@jouleseeker


Here's a video that shows non-latching too...  (tape wound core doesn't hold field)
https://www.youtube.com/watch?v=SHbQXnXK6Xc


Part 2
https://www.youtube.com/watch?v=BsN2sr3U0PY  (has a bit that transfers the 'holding' energy from the secondary back to the primary)
Also shows that the resistive loss in the wire eventually kills the current in the closed-loop secondary ...


And some flux gate switching https://www.youtube.com/watch?v=L9HyyGdnmb0

And here's some more http://www.whale.to/b/magneto_thermodynamics1.html second law violation in electromagnets

Hildenbrand switch:

hello Steven and NerzhDishual

apologies for the long gaps in posting - i am continuing to investigate and log behaviour of related ccts

current tests are looking at 2 pulse ccts, with energy being returned both to their own sources (battery) and to each others - efficiency is high but currently still less than unity

i thought that you guys might be interested in the attached data

prompted by reading a 'paper' recently, describing the possibility of 'inverted population' action when magnetizing the core of a coil, and which suggested that there will be some evidence of energy flow into the core due to negentropic action, i started measuring the temperature inside the inner gap of the toroid compared with the temperature a little distance away from the toroid

the data is showing a definite drop in average temperature within the toroid (measured with two different probes and monitor devices)

the attached data is rather weird in that the temperature readings appear to be 'frequency modulated'!

it is unlikely that the cyclic nature of the temperature data is EMF pickup from the pulse circuit, since the pulse rate is approx 1 Hz and the temperature cycles recorded are many times slower than that (and indeed vary quite significantly themselves, depending on probe location)

data for 'ambient' temperature, as recorded inside one of the monitor cases, is by contrast very flat, increasing slowly from approx 21.25 to 21.5 degC throughout the period of data shown


i've normalised the graph data against the ambient temperature readings, referenced to a representative 21 degC baseline

the graph data represents temperature readings in degC against elapsed time in seconds - the probe was located initially inside the toroid for approx 5 mins, then it was relocated approx 10cms away from the toroid for approx 5 mins, then finally the probe was replaced back inside the toroid

it can be seen that the average temperature is lower within the central gap of the toroid than further away, and also that there is a cyclic nature to the temperature readings which changes significantly in frequency depending on probe location


interesting?

all the best
np


[edited to clarify direction of entropy change]

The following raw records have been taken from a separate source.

PR #272, opened 2025-02-28
Added mandatory key

yaroslavros:
This makes format extensible in the future and allows proprietary extensions.
On top of that it addresses the question of what clients should do if they cannot fully process proxy destination restrictions. If corresponding key is in `mandatory` list, they must ignore the proxy, otherwise they may proceed even without full processing of the destination restriction list.

### DIFF
--- a/draft-ietf-intarea-proxy-config.md
+++ b/draft-ietf-intarea-proxy-config.md
@@ -160,7 +160,7 @@ use of a proxy.
 
 Optional keys included in this or future specifications MAY be included
 in the `mandatory` list. Clients that do not recognize a key from the `mandatory`
-list or fully process corresponding sub-dictionary entry MUST ignore the entire proxy
+list or cannot fully process the corresponding sub-dictionary entry MUST ignore the entire proxy
 definition, since the proxy might be only applicable for particular uses. These keys are
 registered in an IANA registry, defined in {{proxy-info-iana}}. `mandatory` list MUST NOT
 include any entries that do not correspond to optional keys in the sub-dictionary.
--- a/draft-ietf-intarea-proxy-config.md
+++ b/draft-ietf-intarea-proxy-config.md
@@ -165,10 +165,10 @@ use of a proxy.
 | alpn | Yes | An array of Application-Layer Protocol Negotiation protocol identifiers | Array of Strings | ["h3","h2"] |
 | mandatory | Yes | An array of optional keys that client must understand and process to use this proxy | Array of Strings | ["matchDomains"] |
 
-The value of the `mandatory` key is a list of keys that the client must understand and process to be 
-able to use the proxy. A client that does not understand a key from the list or cannot fully process 
-the value of a key from the list MUST ignore the entire proxy definition. The list can contain 
-only keys that are registered in an IANA registry, defined in {{proxy-info-iana}} and that are marked 
+The value of the `mandatory` key is a list of keys that the client must understand and process to be
+able to use the proxy. A client that does not understand a key from the list or cannot fully process
+the value of a key from the list MUST ignore the entire proxy definition. The list can contain
+only keys that are registered in an IANA registry, defined in {{proxy-info-iana}} and that are marked
 as optional.  The `mandatory` list MUST NOT include any entries that are not present in the sub-dictionary.
 
 The values for the `protocol` key are defined in the proxy protocol
--- a/draft-ietf-intarea-proxy-config.md
+++ b/draft-ietf-intarea-proxy-config.md
@@ -154,18 +154,23 @@ Each proxy is defined by a proxy protocol, a proxy location (i.e., a hostname an
 
 This document defines two mandatory keys for the sub-dictionaries in the
 `proxies` array, `protocol` and `proxy`. There are also optional keys, including
-`alpn`, and destination accessibility keys defined in {{destinations}}.
-Other optional keys can be added to the dictionary
-to further define or restrict the use of a proxy. Clients that do not
-recognize or understand a key in a proxy sub-dictionary MUST ignore the entire
-proxy definition, since the proxy might be only applicable for particular
-uses. These keys are registered in an IANA registry, defined in {{proxy-info-iana}}.
+`alpn`, `mandatory`, and destination accessibility keys defined in {{destinations}}.
+Other optional keys can be added to the dictionary to further define or restrict the
+use of a proxy.
+
+Optional keys included in this or future specifications MAY be included
+in the `mandatory` list. Clients that do not recognize a key from the `mandatory`
+list or fully process corresponding sub-dictionary entry MUST ignore the entire proxy
+definition, since the proxy might be only applicable for particular uses. These keys are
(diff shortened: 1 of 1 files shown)


draft-ietf-intarea-proxy-config.md
```diff
@@ -154,18 +154,23 @@ Each proxy is defined by a proxy protocol, a proxy location (i.e., a hostname an
...
-uses. These keys are registered in an IANA registry, defined in {{proxy-info-iana}}.
+`alpn`, `mandatory`, and destination accessibility keys defined in {{destinations}}.
+Other optional keys can be added to the dictionary to further define or restrict the
+use of a proxy.
+
+Optional keys included in this or future specifications MAY be included
+in the `mandatory` list. Clients that do not recognize a key from the `mandatory`
+list or fully process corresponding sub-dictionary entry MUST ignore the entire proxy
+definition, since the proxy might be only applicable for particular uses. These keys are
+registered in an IANA registry, defined in {{proxy-info-iana}}. `mandatory` list MUST NOT
```
ddragana, line 165: what about proprietary keys? I think mandatory list can contain any key except the one that define as mandatory in IANA registry.

yaroslavros: I'm planning to propose proprietary keys (as well as ssh-like key namespaces) in a separate PR.
Is that okay with you?

draft-ietf-intarea-proxy-config.md
```diff
@@ -154,18 +154,23 @@ Each proxy is defined by a proxy protocol, a proxy location (i.e., a hostname an
...
+`alpn`, `mandatory`, and destination accessibility keys defined in {{destinations}}.
+Other optional keys can be added to the dictionary to further define or restrict the
+use of a proxy.
+
+Optional keys included in this or future specifications MAY be included
+in the `mandatory` list. Clients that do not recognize a key from the `mandatory`
+list or cannot fully process the corresponding sub-dictionary entry MUST ignore the entire proxy
+definition, since the proxy might be only applicable for particular uses. These keys are
+registered in an IANA registry, defined in {{proxy-info-iana}}. `mandatory` list MUST NOT
+include any entries that do not correspond to optional keys in the sub-dictionary.
```
ddragana, line 166: we should move this below the table. The keys in the table are all define below.

yaroslavros: Done

draft-ietf-intarea-proxy-config.md
```diff
@@ -154,18 +154,23 @@ Each proxy is defined by a proxy protocol, a proxy location (i.e., a hostname an
...
 | proxy | No | String containing the URI template or hostname and port of the proxy, depending on the format defined by the protocol | String | "https://proxy.example.org:4443/masque{?target_host,target_port}" |
 | alpn | Yes | An array of Application-Layer Protocol Negotiation protocol identifiers | Array of Strings | ["h3","h2"] |
+| mandatory | Yes | An array of optional keys that client must understand and process to use this proxy | Array of Strings | ["matchDomains"] |
+
+Optional keys included in this or future specifications MAY be included
+in the `mandatory` list. Clients that do not recognize a key from the `mandatory`
+list or cannot fully process the corresponding sub-dictionary entry MUST ignore the entire proxy
+definition, since the proxy might be only applicable for particular uses. These keys are
+registered in an IANA registry, defined in {{proxy-info-iana}}. `mandatory` list MUST NOT
+include any entries that do not correspond to optional keys in the sub-dictionary.
```
ddragana, line 173:
```suggestion
The value of the "mandatory" key is a list of key that the client must understand and process to be 
able to use the proxy. A client that does not understand a key from the list or cannot fully process 
the value of a key from the list MUST ignore the entire proxy definition. The list can contain 
only keys that are registered in an IANA registry, defined in {{proxy-info-iana}} and that are marked 
as optional.  The `mandatory` list MUST NOT include any entries that are not present in the sub-dictionary.
```

yaroslavros: Rephrased as requested. Corrected few minor mistakes in the suggestion.

yaroslavros:
@ddragana I believe I resolved all the issues you raised. You okay to merge this?

draft-ietf-intarea-proxy-config.md
```diff
@@ -154,18 +154,22 @@ Each proxy is defined by a proxy protocol, a proxy location (i.e., a hostname an
...
 | protocol | No | The protocol used to communicate with the proxy | String | "connect-udp" |
 | proxy | No | String containing the URI template or hostname and port of the proxy, depending on the format defined by the protocol | String | "https://proxy.example.org:4443/masque{?target_host,target_port}" |
 | alpn | Yes | An array of Application-Layer Protocol Negotiation protocol identifiers | Array of Strings | ["h3","h2"] |
+| mandatory | Yes | An array of optional keys that client must understand and process to use this proxy | Array of Strings | ["matchDomains"] |
+
+The value of the `mandatory` key is a list of keys that the client must understand and process to be
+able to use the proxy. A client that does not understand a key from the list or cannot fully process
+the value of a key from the list MUST ignore the entire proxy definition. The list can contain
+only keys that are registered in an IANA registry, defined in {{proxy-info-iana}} and that are marked
+as optional.  The `mandatory` list MUST NOT include any entries that are not present in the sub-dictionary.
```
ddragana, line 172: Sorry, this is on me. I was not precise enough.

Can you move this below alpn, so that the keys are discussed in the same order as in the table.
Thanks!

draft-ietf-intarea-proxy-config.md
```diff
@@ -154,18 +154,22 @@ Each proxy is defined by a proxy protocol, a proxy location (i.e., a hostname an
...
 | --- | --- | --- | --- | --- |
 | protocol | No | The protocol used to communicate with the proxy | String | "connect-udp" |
 | proxy | No | String containing the URI template or hostname and port of the proxy, depending on the format defined by the protocol | String | "https://proxy.example.org:4443/masque{?target_host,target_port}" |
 | alpn | Yes | An array of Application-Layer Protocol Negotiation protocol identifiers | Array of Strings | ["h3","h2"] |
+| mandatory | Yes | An array of optional keys that client must understand and process to use this proxy | Array of Strings | ["matchDomains"] |
+
+The value of the `mandatory` key is a list of keys that the client must understand and process to be
+able to use the proxy. A client that does not understand a key from the list or cannot fully process
+the value of a key from the list MUST ignore the entire proxy definition. The list can contain
+only keys that are registered in an IANA registry, defined in {{proxy-info-iana}} and that are marked
```
ddragana, line 171: you are going to change this in the pr for proprietary keys?
I  am wondering if we should change it in this pr because the other may not be ready before the deadline today.

yaroslavros: I would merge this one as it is and add proprietary keys in a separate PR that we don't need to rush prior to the deadline tonight.
Proprietary keys format will depend on allowed characters in the JSON keys and I don't think we have full consensus on that.

tfpauly (approved):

hello Steven and NerzhDishual

apologies for the long gaps in posting - i am continuing to investigate and log behaviour of related ccts

current tests are looking at 2 pulse ccts, with energy being returned both to their own sources (battery) and to each others - efficiency is high but currently still less than unity

i thought that you guys might be interested in the attached data

prompted by reading a 'paper' recently, describing the possibility of 'inverted population' action when magnetizing the core of a coil, and which suggested that there will be some evidence of energy flow into the core due to negentropic action, i started measuring the temperature inside the inner gap of the toroid compared with the temperature a little distance away from the toroid

the data is showing a definite drop in average temperature within the toroid (measured with two different probes and monitor devices)

the attached data is rather weird in that the temperature readings appear to be 'frequency modulated'!

it is unlikely that the cyclic nature of the temperature data is EMF pickup from the pulse circuit, since the pulse rate is approx 1 Hz and the temperature cycles recorded are many times slower than that (and indeed vary quite significantly themselves, depending on probe location)

data for 'ambient' temperature, as recorded inside one of the monitor cases, is by contrast very flat, increasing slowly from approx 21.25 to 21.5 degC throughout the period of data shown


i've normalised the graph data against the ambient temperature readings, referenced to a representative 21 degC baseline

the graph data represents temperature readings in degC against elapsed time in seconds - the probe was located initially inside the toroid for approx 5 mins, then it was relocated approx 10cms away from the toroid for approx 5 mins, then finally the probe was replaced back inside the toroid

it can be seen that the average temperature is lower within the central gap of the toroid than further away, and also that there is a cyclic nature to the temperature readings which changes significantly in frequency depending on probe location


interesting?

all the best
np


[edited to clarify direction of entropy change]

If you publish your test set-up and raw measurement data then others can replicate your experiments and discuss the possibilities. 

 try this with different core para-materials to check for greatest temperature disparity @nul.try air core too.try ainslie's nichrome-air core at a current that doesn't heat the coil too much, wow.